What Is a Merchant Cash Advance?

Learn how merchant cash advances work in Canada—factor rates, holdbacks, costs, pros/cons, and lower-cost alternatives you can consider.
What Is a Merchant Cash Advance?
Written by
Alec Whitten
Published on
September 1, 2025

Quick definition

A merchant cash advance (MCA) is not a traditional loan. It’s typically a purchase of your future receivables: you receive a lump sum today and repay a fixed total amount via a daily or weekly percentage of your sales (the “holdback”). See our overview: Merchant Cash Advance.

How an MCA works (simple example)

  • You receive $100,000.

  • Your agreement uses a factor rate of 1.30 → you owe $130,000 in total.

  • The funder takes a fixed % of your daily deposits (e.g., 10%). Busy days pay more, slow days less, until $130,000 is collected.

  • There’s no amortization and typically no fixed end date—the finish line depends on your sales velocity.

Because the factor rate isn’t an APR, effective cost can be high, especially if you repay quickly. If predictability matters, compare Working Capital Loans or a Business Line of Credit.

Why businesses use MCAs

  • Speed: Approvals and funding can be fast with light documentation.

  • Sales-aligned remittances: Payments flex with revenue.

  • Collateral-light: Often no specific equipment pledged (personal guarantees are common).

Typical uses: urgent repairs, inventory buys, short-term marketing pushes, or covering seasonal dips. If the need is an equipment fix, also consider Truck Repair Financing.

Key drawbacks to weigh

  • Higher total cost vs. amortizing loans.

  • Daily/weekly debits can strain cash flow during slow periods.

  • Stacking risk if multiple MCAs are layered.

  • Harder to refinance later if cash-out is heavy. Consider Business Refinancing once sales stabilize.

MCA vs. common alternatives

Option Repayment Style Typical Cost Best For Consider If…
Merchant Cash Advance % of deposits until fixed payback High (factor rate) Emergency cash; card-heavy sales You need funds in days and banks said no
Working Capital Loan Fixed monthly payment (amortizing) Lower than MCA (typically) Predictable expenses You prefer schedule certainty
Business Line of Credit Use/repay/redraw; interest on what you use Lower to moderate Seasonal cycles You want flexibility, not lump-sum debt
Invoice/Freight Factoring Repaid when customers pay invoices Often lower than MCA B2B terms or trucking freight bills Cash is locked in receivables
Asset-Based Lending Facility secured by AR/inventory/equipment Lower than MCA (typically) Asset-rich firms You can pledge collateral
Equipment Loan/Lease Amortizing or residual-based Usually lower than MCA Buying equipment You want ownership or upgrade path

Explore options:

How to estimate payments and choose a path

Use our Calculator to model predictable loan/lease payments and compare against an MCA holdback. If you already took an MCA, ask us about transitioning to a lower-cost structure via Business Refinancing.

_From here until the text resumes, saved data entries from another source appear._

PR #456, opened 2024-04-01
feat: add components for nano contract transactions [9]

alexruzenhack:
### Motivation

This is a PR on a sequence to make the review easier.

### Acceptance Criteria
- Should add all components to be used on nano contract transactions screen

>[!NOTE]
>It depends on:
>- https://github.com/HathorNetwork/hathor-wallet-mobile/pull/455

### Security Checklist
- [x] Make sure you do not include new dependencies in the project unless strictly necessary and do not include dev-dependencies as production ones. More dependencies increase the possibility of one of them being hijacked and affecting us.

PR #457, opened 2024-04-01
feat: add unregister nano contract saga effect [10]

alexruzenhack:
### Motivation

This is a PR on a sequence to make the review easier.

### Acceptance Criteria
- It should implement the unregister saga effect for nano contract
- It should add unregisterNanoContract to HybridStore
- It should clean registered nano contracts on cleanTokens
- It should update payload of `nanoContractAddressChangeRequest` action
- It should implement reducer `onNanoContractAddressChangeRequest`

>[!NOTE]
>It depends on:
>- https://github.com/HathorNetwork/hathor-wallet-mobile/pull/455
>- https://github.com/HathorNetwork/hathor-wallet-mobile/pull/456

### Security Checklist

### DIFF
--- a/src/actions.js
+++ b/src/actions.js
@@ -149,6 +149,12 @@ export const types = {
   NANOCONTRACT_HISTORY_SUCCESS: 'NANOCONTRACT_HISTORY_SUCCESS',
   /* It indicates a Nano Contract history failed to load. */
   NANOCONTRACT_HISTORY_FAILURE: 'NANOCONTRACT_HISTORY_FAILURE',
+  /* It initiates an unregistration process of a Nano Contract. */
+  NANOCONTRACT_UNREGISTER_REQUEST: 'NANOCONTRACT_UNREGISTER_REQUEST',
+  /* It signals a successful completion of unregistration process. */
+  NANOCONTRACT_UNREGISTER_SUCCESS: 'NANOCONTRACT_UNREGISTER_SUCCESS',
+  /* It initiates a process to change the address on registered Nano Contract. */
+  NANOCONTRACT_ADDRESS_CHANGE_REQUEST: 'NANOCONTRACT_ADDRESS_CHANGE_REQUEST',
 };
 
 export const featureToggleInitialized = () => ({
@@ -1054,4 +1060,38 @@ export const nanoContractHistorySuccess = (payload) => ({
 export const nanoContractHistoryFailure = (payload) => ({
   type: types.NANOCONTRACT_HISTORY_FAILURE,
   payload,
+});
+
+/**
+ * Request unregistration of a Nano Contract by its key.
+ * @param {{
+ *   ncId: string,
+ * }} Nano Contract ID to unregister.
+ */
+export const nanoContractUnregisterRequest = (unregisterRequest) => ({
+  type: types.NANOCONTRACT_UNREGISTER_REQUEST,
+  payload: unregisterRequest,
+});
+
+/**
+ * Unregistration of a Nano Contract has finished with success.
+ * @param {{
+ *   ncId: string,
+ * }} Nano Contract ID unregistered.
+ */
+export const nanoContractUnregisterSuccess = (unregistered) => ({
+  type: types.NANOCONTRACT_UNREGISTER_SUCCESS,
+  payload: unregistered,
+});
+
+/**
+ * Request a change on the Nano Contract registered.
+ * @param {{
+ *   ncId: string;
+ *   newAddress: string;
+ * }} changeAddressRequest
+ */
+export const nanoContractAddressChangeRequest = (changeAddressRequest) => ({
+  type: types.NANOCONTRACT_ADDRESS_CHANGE_REQUEST,
+  payload: changeAddressRequest,
 });
--- a/src/reducers/reducer.js
+++ b/src/reducers/reducer.js
@@ -1460,6 +1460,7 @@ export const onNanoContractAddressChangeRequest = (state, { payload }) => {
   return {
     ...state,
     nanoContract: {
+      ...state.nanoContract,
       registered: {
         ...state.nanoContract.registered,
         [payload.ncId]: newRegisteredNc,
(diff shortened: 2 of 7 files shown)


src/sagas/nanoContract.js
```diff
@@ -252,9 +253,36 @@ export function* requestHistoryNanoContract({ payload }) {
...
+ * }} action with request payload.
+ */
+export function* unregisterNanoContract({ payload }) {
+  const { ncId } = payload;
+
+  const wallet = yield select((state) => state.wallet);
+  if (!wallet.isReady()) {
+    log.debug('Fail unregistering Nano Contract because wallet is not ready yet.');
+    // This will show user an error modal with the option to send the error to sentry.
+    yield put(onExceptionCaptured(new Error(failureMessage.walletNotReadyError), true));
```
andreabadesso, line 271: Is this really a fatal error?

src/store.js
```diff
@@ -144,6 +144,19 @@ class HybridStore extends MemoryStore {
...
+   * Unregister a nano contract.
+   *
+   * @param {string} ncId Nano Contract ID.
+   * @returns {Promise<void>}
+   * @async
+   */
+  async unregisterNanoContract(ncId) {
+    await super.unregisterNanoContract(ncId);
+    const contracts = STORE.getItem(REGISTERED_NANO_CONTRACTS_KEY) || {};
+    delete contracts[ncId];
```
pedroferreira1, line 157: Don't you need to set the new object to `STORE`?

src/actions.js
```diff
@@ -1055,3 +1061,37 @@ export const nanoContractHistoryFailure = (payload) => ({
...
+export const nanoContractUnregisterSuccess = (unregistered) => ({
+  type: types.NANOCONTRACT_UNREGISTER_SUCCESS,
+  payload: unregistered,
+});
+
+/**
+ * Request a change on the Nano Contract registered.
+ * @param {{
+ *   newAddress: string;
+ *   oldNc: Object;
```
pedroferreira1, line 1091: Why do you need the full object, not only the `ncId`?

src/actions.js
```diff
@@ -1055,3 +1061,37 @@ export const nanoContractHistoryFailure = (payload) => ({
...
+ * }} changeAddressRequest
+ */
+export const nanoContractAddressChangeRequest = (changeAddressRequest) => ({
```
pedroferreira1, line 1094: This is not currently in use, right?

src/reducers/reducer.js
```diff
@@ -1329,6 +1331,37 @@ export const onNanoContractRegisterSuccess = (state, { payload }) => ({
...
+ * @param {{
+ *   payload: {
+ *     ncId: string,
+ *   }
+  * }} action
+ */
+export const onNanoContractUnregisterSuccess = (state, { payload }) => {
+  const { ncId } = payload;
+
+  const newRegisteredContracts = { ...state.nanoContract.registered, };
```
pedroferreira1, line 1345:
```suggestion
  const newRegisteredContracts = { ...state.nanoContract.registered };
```

src/store.js
alexruzenhack: No, I don't. There aren't a new object to set, `contracts` is a reference to the object, and we only need remove an entry from this object to set it right.

src/actions.js
alexruzenhack: Changed to ncId.

src/sagas/nanoContract.js
```diff
@@ -254,9 +256,36 @@ export function* requestHistoryNanoContract({ payload }) {
...
+    return;
+  }
+
+  yield call(wallet.storage.unregisterNanoContract.bind(wallet.storage), ncId);
+
+  log.debug(`Success unregistering Nano Contract. ncId = ${ncId}`);
+  // emit action NANOCONTRACT_REGISTER_SUCCESS
```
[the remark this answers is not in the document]
alexruzenhack: Removed the comment.

src/sagas/nanoContract.js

Mini case study (restaurant, Montreal)

A quick-service restaurant had a walk-in cooler failure before a long weekend. An MCA delivered funds within days and kept doors open. Two months later, with sales steady, we refinanced into a Line of Credit plus a small Working Capital Loan—cutting effective cost and smoothing cash flow.

FAQs

Is an MCA a loan?
No. It’s typically a purchase of future receivables with a fixed total payback, remitted from your sales.

How fast can I get funding?
Often faster than loans. If you can wait a bit longer, a Working Capital Loan or Line of Credit may reduce cost.

What’s a factor rate?
It’s a multiplier (e.g., 1.25) applied to the advance to set the total payback. It’s not an APR, and the effective cost can be higher than a comparable loan.

Do MCAs need collateral?
Usually no specific asset, but personal guarantees and covenants are common.

Can I take more than one MCA?
You can, but “stacking” increases cash-flow pressure. Consider Business Refinancing to consolidate.

What if I’m buying equipment?
Financing the asset directly (loan/lease) is often cheaper and more predictable: Equipment Loans / Equipment Leases.